---------- Source data ----------

PR #600, opened 2026-09-12
Reduce common compiler warnings in generated code

MikeEdgar:
This change reduces the number of common compiler warnings in generated code. These are only the ones I see in my project, and it is not meant to address every possible instance.

- Only add `unchecked` warning suppression for fluent classes with fields
- Add `@Generated` annotation to classes with sundr.io as generator and current timestamp (not a warning, just nice to have)
- Tighten the definition of local variables in builder constructors and `build` method to avoid unused `java.lang.Object` leaking into class imports
- Suppress `rawtypes` on local `List` variables read from `_visitables`
- Add wildcards to casts in `equals` methods
- Avoid creating unused local `that` variable when there are no fields to compare
- Add diamond operator to lazy-initialized collections/maps


MikeEdgar:
@iocanel please let me know if you're open to merging this or similar. The intent is to reduce the warning "noise" users may see, without changing any functionality.

annotations/builder/src/main/java/io/sundr/builder/internal/functions/ClazzAs.java
```diff
@@ -755,4 +759,45 @@ private static Predicate<Field> isFieldApplicable(RichTypeDef item, boolean excl
...
+  }
+
+  /**
+   * Create a Generated annotation with the current date and time.
+   */
+  private static AnnotationRef getGenerated() {
+    return new AnnotationRefBuilder()
+        .withClassRef(ClassRef.forName(javax.annotation.processing.Generated.class.getCanonicalName()))
+        .addToParameters("value", "io.sundr:builder-annotations")
+        .addToParameters("date", OffsetDateTime.now(Clock.systemDefaultZone()).truncatedTo(ChronoUnit.MILLIS).toString())
```
iocanel: I don't really like having a timestamp in the source. Is there a reason to have it ?

MikeEdgar: No, not really. I'll take that out. I thought maybe it was required, but there is a blank default on `@Generated`.

MikeEdgar: Removed `date`. I can squash this before we're done.

iocanel (approved):
LGTM

PR #825, opened 2025-07-23
Fix github pages

S-FrontendDev:


graycraft:
Still capturing 404 with two files:
Screenshot from 2025-07-23 18-10-30
Screenshot from 2025-07-23 18-11-11
Screenshot from 2025-07-23 18-11-33

graycraft:
Cleared cache for opened link from GitHub Actions and seems like 404 resolved now.
Anyway, I would strongly recommend to use much more simple approaches, namely with the `<base>` tag.
Instead of determining URL for each resource by JS and inserting `joinUrl(import.meta.env.BASE_URL, '/path/to/resource')` manually in every place

graycraft:
Experiencing an issue with scroll:
Screenshot from 2025-07-23 18-33-39
Screenshot from 2025-07-23 18-34-32

vite-config/manifest.ts
```diff
@@ -7,53 +12,53 @@ export const manifest: Partial<ManifestOptions> = {
     'ADAMANT is a decentralized anonymous messenger based on the blockchain system. It’s independent of any governments or corporations, and even developers due to the distributed network infrastructure that contains an open-source code.',
   icons: [
     {
-      src: '/img/icons/android-chrome-36x36.png',
+      src: joinUrl(BASE, 'img/icons/android-chrome-36x36.png'),
```
bludnic, line 15: Why not using `import.meta.env.BASE_URL`?

bludnic (changes requested):

vite-config/manifest.ts
graycraft: He is caching it in the variable and I think `import.meta.env.BASE_URL` is unavailable in the config

skranee (approved):

vite-config/manifest.ts
bludnic: Is that the case? @S-FrontendDev

bludnic: If yes, just resolve the conversation

adamantmm (approved):

vite-config/manifest.ts
S-FrontendDev: VITE_PUBLIC_PATH was undefined

PR #831, opened 2025-07-27
fix: attachments not downloading except for the first one

skranee:
When sending a message with multiple files, they couldn't be downloaded except for the first one.
Now it's fixed and files also are uplaoded consistently (and files that were uploaded successfully do not reupload after connection is back)

### DIFF
--- a/src/components/AChat/AChatAttachment/AChatFile.vue
+++ b/src/components/AChat/AChatAttachment/AChatFile.vue
@@ -80,7 +80,6 @@ import IconFile from '@/components/icons/common/IconFile.vue'
 import { useStore } from 'vuex'
 import { AChatFileLoader } from './AChatFileLoader'
 import { mdiImageOff } from '@mdi/js'
-import { useConsiderOffline } from '@/hooks/useConsiderOffline'
 
 const className = 'a-chat-file'
 const classes = {
@@ -121,9 +120,6 @@ const isImage = computed(() => {
   return ['jpg', 'jpeg', 'png'].includes(props.file.extension!)
 })
 
-const { consideredOffline } = useConsiderOffline()
-
-
 const fileName = computed(() =>
   isLocalFile(props.file) ? props.file.file.name : props.file.name || 'UNNAMED'
 )
@@ -150,10 +146,6 @@ const fileSize = computed(() => {
 
 const uploadProgress = computed(() => {
   if (isLocalFile(props.file)) {
-    if (consideredOffline.value) {
-      return 0;
-    }
-
     return store.getters['attachment/getUploadProgress'](props.file.file.cid)
   }
 
--- a/src/store/modules/chat/index.js
+++ b/src/store/modules/chat/index.js
@@ -23,7 +23,7 @@ import {
 } from '@/lib/constants'
 import { isStringEqualCI } from '@/lib/textHelpers'
 import { replyMessageAsset, attachmentAsset } from '@/lib/adamant-api/asset'
-import { uploadFiles } from '../../../lib/files'
+import { uploadFile } from '../../../lib/files'
 import { generateAdamantChats } from './utils/generateAdamantChats'
 import {
   AllNodesDisabledError,
@@ -563,12 +563,13 @@ const mutations = {
     state.noActiveNodesDialog = value
   },
 
-  addPendingMessage(state, { messageId, recipientId, timeout, type, files }) {
+  addPendingMessage(state, { messageId, recipientId, timeout, type, files, cids }) {
     state.pendingMessages[messageId] = {
       recipientId,
       timeout,
       type,
-      files
+      files,
+      cids
     }
   },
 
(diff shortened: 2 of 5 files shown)


src/store/modules/chat/index.js
```diff
@@ -936,37 +937,41 @@ const actions = {
...
+    cids.forEach(([cid]) => {
+      commit('attachment/setUploadProgress', { cid, progress: 0 }, { root: true })
+    })
+
+    const uploadData = await dispatch('uploadConsistently', {
+      files,
+      cids
+    })
+
+    console.debug('Files uploaded', uploadData)
```
S-FrontendDev: do we need it?

src/components/AChat/AChatAttachment/AChatFile.vue
```diff
@@ -150,10 +146,6 @@ const fileSize = computed(() => {
 
 const uploadProgress = computed(() => {
   if (isLocalFile(props.file)) {
-    if (consideredOffline.value) {
-      return 0;
-    }
```
S-FrontendDev, line 155: how we processing this case now? I see in start upload handler. What about lose connection after click 'send' button?

src/store/modules/chat/index.js
```diff
@@ -980,13 +985,11 @@ const actions = {
...
 
-        throw err
+        throw uploadData.error
       }
     }
 
-    for (const [cid] of cids) {
-      commit('attachment/resetUploadProgress', { cid }, { root: true })
-    }
+    console.debug('Updated CIDs after upload', newAsset)
```
S-FrontendDev: ?

src/store/modules/chat/index.js
```diff
@@ -1211,6 +1206,52 @@ const actions = {
...
+        }
+
+        return {
+          newCids: oldCidsMutated,
+          error
+        }
+      }
+    }
+
+    return { newCids: uploadedCids }
```
S-FrontendDev: It it possible to use one foreach? I think a lot of quantity cycles

src/store/modules/chat/index.js
skranee: I don't think so, it just was from the very beginning so I never removed it, I'd like to remove all the logs too

src/components/AChat/AChatAttachment/AChatFile.vue
skranee: Now we keep every needed progress in store and connection plays no role in this.
If we lose connection while uploading:
- Messages that were uplaoded before losing connection won't have progress because they're uplaoded (and they won't be reuploaded after reconnection)
- Messages that were **not** uploaded before losing connection have progress = 0 as it should be

src/store/modules/chat/index.js
skranee: This log was also from the very beginning (I didn't remove any logs that were made by others)

src/store/modules/chat/index.js
skranee: We have only 5 files max so it's not a big deal but I can try to optimize the method

src/store/modules/chat/index.js
```diff
@@ -1211,6 +1206,52 @@ const actions = {
...
+          commit('attachment/setUploadProgress', { cid, progress }, { root: true })
+        })
+
+        commit('attachment/resetUploadProgress', { cid }, { root: true })
+
+        uploadedCids.push(uploadedFile.cids)
+      } catch (error) {
+        commit('attachment/setUploadProgress', { cid, progress: 0 }, { root: true })
+
+        const oldCidsMutated = cids
```
S-FrontendDev: ))))

src/store/modules/chat/index.js
```diff
@@ -1211,6 +1206,52 @@ const actions = {
...
+
+        for (const [index, cid] of uploadedCids.entries()) {
+          oldCidsMutated[index] = cid
+        }
+
+        return {
+          newCids: oldCidsMutated,
```
S-FrontendDev: can we return uploadedCids?

src/store/modules/chat/index.js
```diff
@@ -1128,38 +1133,33 @@ const actions = {
...
+      uploadData = await dispatch('uploadConsistently', {
+        files,
+        cids
       })
-    } catch (err) {
-      for (const [cid] of cidsOld) {
-        commit('attachment/resetUploadProgress', { cid }, { root: true })
-      }
 
+      if (uploadData.error) {
```
S-FrontendDev, line 1159: can we catch error from uploadConsistently method? I don't like uploadData.error

src/store/modules/chat/index.js
```diff
@@ -934,39 +941,40 @@ const actions = {
...
-      commit('updateMessage', {
-        id: messageObject.id,
-        partnerId: recipientId,
-        asset: newAsset
-      })
-      console.debug('Updated CIDs after upload', newAsset)
-    } catch (err) {
-      if (!isAllNodesOfflineError(err)) {
-        if (isAllNodesDisabledError(err)) {
+    if (uploadData.error) {
```
S-FrontendDev, line 975: catch from uploadConsistently

src/store/modules/chat/index.js
```diff
@@ -1211,6 +1212,65 @@ const actions = {
...
+        }
+      } finally {
+        unsubscribe()
+      }
+    }
+
+    return { newCids: uploaded }
+  },
+
+  setUploadProgress({ commit }, { cid, progress }) {
```
S-FrontendDev: can you create arrow function like getProgress?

----------

:: Work required ::
Whenever a line above includes "Screenshot", copy it in full.

:: Answer ::
Screenshot from 2025-07-23 18-10-30
Screenshot from 2025-07-23 18-11-11
Screenshot from 2025-07-23 18-11-33
Screenshot from 2025-07-23 18-33-39
Screenshot from 2025-07-23 18-34-32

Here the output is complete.